Zobacz także: Czym są podmioty powiązane i kogo obowiązują ceny transferowe?
Planowane zmiany nie powinny mieć znacznego wpływu na atrakcyjność polskiej gospodarki dla inwestorów zagranicznych. Jednak zmiany odczują przedsiębiorcy i pracownicy. Szacuje się, że przy wynagrodzeniu na poziomie 5000 PLN pracownik dostanie na rękę przeciętnie o około 500 PLN mniej, a pracodawca dopłaci dodatkowo przeszło 1000 PLN. To sporo, biorąc pod uwagę wartość przeciętnego wynagrodzenia w kraju oraz spowolnienie gospodarcze wywołane pandemią koronawirusa.
Wzrost kosztów pracy a pandemia koronawirusa
W pierwotnym planie przewidywano wdrożenie zmian już 1 stycznia 2021 roku. Jednak taki harmonogram wydaje się już nierealny. Co więcej, rząd podkreśla, że ozusowanie wszystkich umów zlecenia jest cały czas w fazie konsultacji z partnerami społecznymi. Ponadto, warto mieć świadomość, że w nadchodzących miesiącach gospodarka musi poradzić sobie ze stopniowym wygaszaniem pomocy publicznej w ramach tarczy antykryzysowej, a jednocześnie przygotować się na kolejną falę zachorowań oraz wynikające z niej ograniczenia.
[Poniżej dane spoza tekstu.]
PR #87, opened 2026-07-31
Fix unibox NEW_EMAIL ingestion

PattrnData:
## Summary
- wrap worker NEW_EMAIL events with user_id and message payload
- accept legacy bare NEW_EMAIL payloads by recovering user_id from the email account
- guard nil NEW_EMAIL messages and normalize nil recipient arrays before unibox insert

## Test Plan
- go test ./internal/repository ./internal/app/worker/wmail ./internal/app/consumer
- docker compose build consumer worker on mailserver
- live controlled Graph send/reply inserted into unibox_emails


PattrnData:
Closing this PR intentionally. This Warmbly work is a custom branch/live-mailserver lane and should not be proposed for merge into main. Keeping the branch/commits as evidence/reference only.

Niezależnie od tego, jakie środki bezpieczeństwa zostaną zastosowane, nie da się nie zauważyć zmian, z jakimi mamy do czynienia na rynku w kwestii konsumpcji różnych produktów i usług. Można powiedzieć, że gospodarka i przedsiębiorcy adaptują się tak szybko, jak to tylko możliwe, ale nie jest to dobry moment na podnoszenie kosztów pracy i ograniczanie domowych budżetów polskich pracowników.